_Work order_
Quote, with no changes, the lines that run from the top of the material to the line with "- The action", both included.

_The input_
Issue #610, opened 2026-08-03
Content Optimization: list silently caps at 100 opportunities while advertising the full total — wire up the shared TablePager


gkhngyk:
### Problem

The Content Optimization list always fetches with a fixed `limit: 100`, but the UI advertises the full server-side total: the "{total} Available" badge and the Total KPI show numbers the table can never display. Anything past the first 100 opportunities is unreachable from the UI, and the "X shown" sub-label quietly papers over the gap.

### Evidence

- Fixed limit: [`content/page.tsx#L171-L178`](https://github.com/ansvisor/ansvisor/blob/main/web/src/app/%5Blocale%5D/%28dashboard%29/dashboard/content/page.tsx#L171-L178) — `getOpportunities(activeBrandId, { ...filters, limit: 100, sort: 'score' })`
- Full total shown anyway: [`#L444`](https://github.com/ansvisor/ansvisor/blob/main/web/src/app/%5Blocale%5D/%28dashboard%29/dashboard/content/page.tsx#L444) (`${filtered.length} shown`) and [`#L466-L471`](https://github.com/ansvisor/ansvisor/blob/main/web/src/app/%5Blocale%5D/%28dashboard%29/dashboard/content/page.tsx#L466-L471) (`{total} Available` badge)
- The action already supports paging: [`content.ts#L96-L97`](https://github.com/ansvisor/ansvisor/blob/main/web/src/lib/actions/content.ts#L96-L97) — `limit` and `offset` are passed through as query params
- Shared pager used by the sibling pages: [`table-pager.tsx#L41`](https://github.com/ansvisor/ansvisor/blob/main/web/src/components/table-pager.tsx#L41); usage reference [`citations/page.tsx#L303-L310`](https://github.com/ansvisor/ansvisor/blob/main/web/src/app/%5Blocale%5D/%28dashboard%29/dashboard/citations/page.tsx#L303-L310)

### Suggested fix

Wire up the shared `usePagination`/`TablePager` with server-side paging: pass `offset` from the pager into `getOpportunities`, drive the pager's total from the server `total`, and reset to page 0 when filters change (the citations page shows the resetKey pattern). Bulk-select semantics should be scoped to the current page.

### Acceptance criteria

- All opportunities are reachable through pagination, not just the first 100.
- The badge/KPI totals match what the table can actually show.
- Changing filters resets to the first page.

PR #699, opened 2026-08-10
fix: empty-state Generate button ignores the isCloud restriction

### LINKED ISSUE #661: Content: empty-state Generate button ignores the isCloud restriction
### Problem

The header's manual **Generate** button is deliberately hidden on cloud (`{!isCloud && (<Button onClick={handleGenerate} …>)}`), because opportunities are generated automatically there. But the second Generate button inside the empty-state card renders unconditionally — and the empty state is exactly what a brand-new cloud user sees. They get a manual-generation flow that the product intends to hide.

### Evidence

- Header button correctly gated: [web/src/app/%5Blocale%5D/%28dashboard%29/dashboard/content/page.tsx#L398](https://github.com/ansvisor/ansvisor/blob/main/web/src/app/%5Blocale%5D/%28dashboard%29/dashboard/content/page.tsx#L398)
- Empty-state button unconditional: [page.tsx#L434-L441](https://github.com/ansvisor/ansvisor/blob/main/web/src/app/%5Blocale%5D/%28dashboard%29/dashboard/content/page.tsx#L434-L441)
- `isCloud` source: [web/src/components/providers/plan-provider.tsx#L35](https://github.com/ansvisor/ansvisor/blob/main/web/src/components/providers/plan-provider.tsx#L35)

### Fix

Wrap the empty-state button in the same `!isCloud` condition. On cloud, show an informational line instead (e.g. "Opportunities are generated automatically as your tracking data comes in.") so the empty state still explains what will happen.

### Acceptance criteria

- Self-host: empty state unchanged, Generate button present.
- Cloud: no Generate button in the empty state; an explanatory sentence appears instead.

kn-dev-code:
## Summary

This PR ensures the empty state "Generate" action respects the `isCloud` plan restriction on the Content Opportunities page. When `isCloud` is true, the manual generate button is replaced with an explanatory message informing the user that opportunities are created automatically from incoming tracking data.

## Related issue

 Closes #661 

## Type of change

- [ ] `feat` — New feature
- [x] `fix` — Bug fix

## Checklist


gkhngyk (changes requested):
The fix itself is correct — the header Generate button is already behind `!isCloud`, the empty-state one wasn't, so it's a real gap. But the PR carries a lot of unrelated change and CI is red on two jobs, so it can't be merged as is.

### Must fix

1. **Revert `supabase/migrations/00048_gsc_suggestion_support.sql`.** That migration has already been applied to the live database. Rewriting it into `CREATE TABLE IF NOT EXISTS` blocks changes what a fresh install produces versus what production actually has, and it's what turns the `schema — consolidated schema.sql is up to date` job red. Shipped migrations are append-only; a correction goes in a new numbered file.
2. **Revert `supabase/config.toml`.** Commenting out `health_timeout` looks like a local workaround for a slow `supabase start`; it isn't part of this fix.
3. **Revert the editor reformatting in `content/page.tsx`.** `catch {}` → `catch { }`, `min-h-[400px]` → `min-h-100`, `w-[130px]` → `w-32.5`, `w-[120px]` → `w-30`, `w-[110px]` → `w-27.5`, the re-indented `impact.*` ternary, and the removed trailing newline at end of file are all unrelated, and together they're what fails `web — format, lint & typecheck`. Please run `yarn format` and `yarn lint` from `web/` and keep the diff to the empty-state block.
4. **Use i18n for the new copy.** `Opportunities are generated automatically as your tracking data comes in.` is a hardcoded English string on a page that goes through `t()`. Add a key (e.g. `content.autoGeneratedHint`) to every file under `web/messages/` and render it with `t('autoGeneratedHint')`.
5. **Link the issue.** The Related issue section is empty — this closes #661, so please add `Closes #661` to the description so the issue closes on merge.

### Note

Once the noise is gone the remaining diff should be roughly the ten lines around the `{!isCloud ? ... : ...}` block, which is exactly what the issue asks for. Ping me when CI is green and I'll take another look.

kn-dev-code:
Thanks for the thorough review and clear feedback! I made some local workaround edits while setting up Supabase locally and accidentally left them in the branch.

I've made the changes per request:

 - Reverted the migration, config, and extra formatting changes.

- Added the en/message for the opportunity message

 - Added i18n support for the new empty state copy.

 - Linked issue #661 in the description.

I'm ready for another look!

gkhngyk (changes requested):
Thanks — the migration and `config.toml` are gone, and the translation key is done properly. Two things left, one of them serious.

### Blocking: the search box stopped working

The latest commits also delete the debounced server-side search that exists on `main`:

- `debouncedSearch` state and the `useEffect` that debounces it
- `filters.q = debouncedSearch.trim()` — so `q` is never sent to the server any more
- `debouncedSearch` from the `usePagination` reset key and from `loadData`'s dependency list

Confirmed against `origin/main`, where all four are present (lines 165, 172, 191–192, 215). Typing in the Content search box now filters nothing — the request goes out without the query, and the page keeps showing whatever the unfiltered page returned.

This looks like the file was restored from a pre-rebase copy rather than the current `main` while reverting the unrelated changes. Rebasing onto `main` and re-applying only the empty-state block should bring it back.

### Prettier is what's failing CI

The `web` job fails on exactly one file, and only on formatting:

```
[warn] src/app/[locale]/(dashboard)/dashboard/content/page.tsx
Code style issues found in the above file.
```

Three leftovers: `catch {}` → `catch { }` in `saveGenerationJob` and `clearGenerationJob`, and the re-indented `impact.high | impact.medium | impact.low` union in the badge. `yarn format` from `web/` fixes all three.

### Also

The Related issue section is still empty — please add `Closes #661` so the issue closes on merge.

The empty-state change itself is right and reads well. Once search is back and CI is green this is good to go.

kn-dev-code:
Alright let's give it another go!

gkhngyk (changes requested):
Search is back and matches `main`, the migration and `config.toml` are reverted, CI is green, and the empty-state fix itself reads correctly. Diffed against `origin/main` rather than the PR view, so this is the real remaining delta — one regression, in the *other* button.

### Blocking: the header Generate button lost three things

Not the empty-state one this issue is about — the one next to Webhook. Against `origin/main`:

| `main` | this PR |
| --- | --- |
| `disabled={generating \|\| loading}` | `disabled={generating}` |
| `RefreshCw` icon once opportunities exist | always `Lightbulb` |
| `t('regenerate')` — "Refresh Opportunities" | always "Generate Opportunities" |

So the button is clickable while the list is still loading, and refreshing an existing set is labelled as generating a new one. `RefreshCw` is now imported and never used, and the `regenerate` translation key has no reader left.

This looks like the same stale-copy problem as last time — the file moved on `main` and the edit was made against an older version. Rebasing onto current `main` and re-applying only the empty-state block should resolve it; nothing about this issue requires touching the header button at all.

### Non-blocking

The cloud hint now also renders in the header, permanently, beside the Webhook button — including when opportunities already exist. In the empty state it explains why there is no button; in the header it is a standing sentence that repeats itself once the empty state is gone. Keeping it to the empty state would read better, but your call.

### Also

The Related issue section still holds the template comment rather than `Closes #661`, so the issue won't close on merge.

The empty-state change is right and the cleanup since the last review is a real improvement — this is the last thing.

kn-dev-code:
Ok @gkhngyk, everything per request should be updated! Please let me know if there are any changes to be made before I resolve conflicts and merge.

gkhngyk (dismissed):
The header button is restored — `disabled={generating || loading}`, the `RefreshCw` icon and the `regenerate` label all match `origin/main` again. Search was already back in the previous round. `Closes #661` is in the description. That is everything I asked for, so this is approved.

I merged it locally against current `main` to check what is left. One conflict, and it is trivial:

```
web/src/app/[locale]/(dashboard)/dashboard/content/page.tsx
```

The `// Server-side paging (#610)` comment lost its indentation in this branch, so it collides with the same lines on `main`. Resolving in favour of `main` is correct — nothing about this fix needs that comment moved. With that one hunk resolved, the merged result passes `typecheck`, `lint`, `build`, and `format:check` after a single `yarn format` (one more comment, `// Restore generation state from localStorage on mount`, also picked up a stray leading space).

So: rebase onto `main`, keep `main`'s version of both comments, run `yarn format` from `web/`, and this is ready.

The empty-state change itself reads well and the `autoGeneratedHint` key is wired properly across the message files. Thanks for sticking with it through three rounds of review — the final diff is exactly the ten lines the issue called for.

kn-dev-code:
Thank you so much @gkhngyk for being patient with me! I really appreciate the guidance you've offered me, and I've learned a lot. If it is ok, I would love to keep assisting with any issues you may have.

gkhngyk (approved):
Rebased cleanly, CI is green, and the net diff is two files — the ten-line empty-state block plus one translation key. Re-approving, since the previous approval was dropped by the rebase.

Verified against current `origin/main` rather than the PR view:

- The header Generate button is byte-identical to `main` — the `loading` guard, the `RefreshCw` icon and the `regenerate` label all survived this round.
- Both paths into `handleGenerate` are now behind `!isCloud`, which is exactly the gap #661 described: the header button always had the guard, the empty-state one never did.
- The `autoGeneratedHint` key is in `messages/en.json`, the only message file in the repo.

The two whitespace hunks (a blank line before the localStorage comment, and the spacing inside `handleBulkDone`) are unrelated to the fix, but they are the shape Prettier settles on and CI's format check agrees, so they are fine to carry.

Thanks for working through the reverts and the rebase — good to merge.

_Result_
Issue #610, opened 2026-08-03
Content Optimization: list silently caps at 100 opportunities while advertising the full total — wire up the shared TablePager


gkhngyk:
### Problem

The Content Optimization list always fetches with a fixed `limit: 100`, but the UI advertises the full server-side total: the "{total} Available" badge and the Total KPI show numbers the table can never display. Anything past the first 100 opportunities is unreachable from the UI, and the "X shown" sub-label quietly papers over the gap.

### Evidence

- Fixed limit: [`content/page.tsx#L171-L178`](https://github.com/ansvisor/ansvisor/blob/main/web/src/app/%5Blocale%5D/%28dashboard%29/dashboard/content/page.tsx#L171-L178) — `getOpportunities(activeBrandId, { ...filters, limit: 100, sort: 'score' })`
- Full total shown anyway: [`#L444`](https://github.com/ansvisor/ansvisor/blob/main/web/src/app/%5Blocale%5D/%28dashboard%29/dashboard/content/page.tsx#L444) (`${filtered.length} shown`) and [`#L466-L471`](https://github.com/ansvisor/ansvisor/blob/main/web/src/app/%5Blocale%5D/%28dashboard%29/dashboard/content/page.tsx#L466-L471) (`{total} Available` badge)
- The action already supports paging: [`content.ts#L96-L97`](https://github.com/ansvisor/ansvisor/blob/main/web/src/lib/actions/content.ts#L96-L97) — `limit` and `offset` are passed through as query params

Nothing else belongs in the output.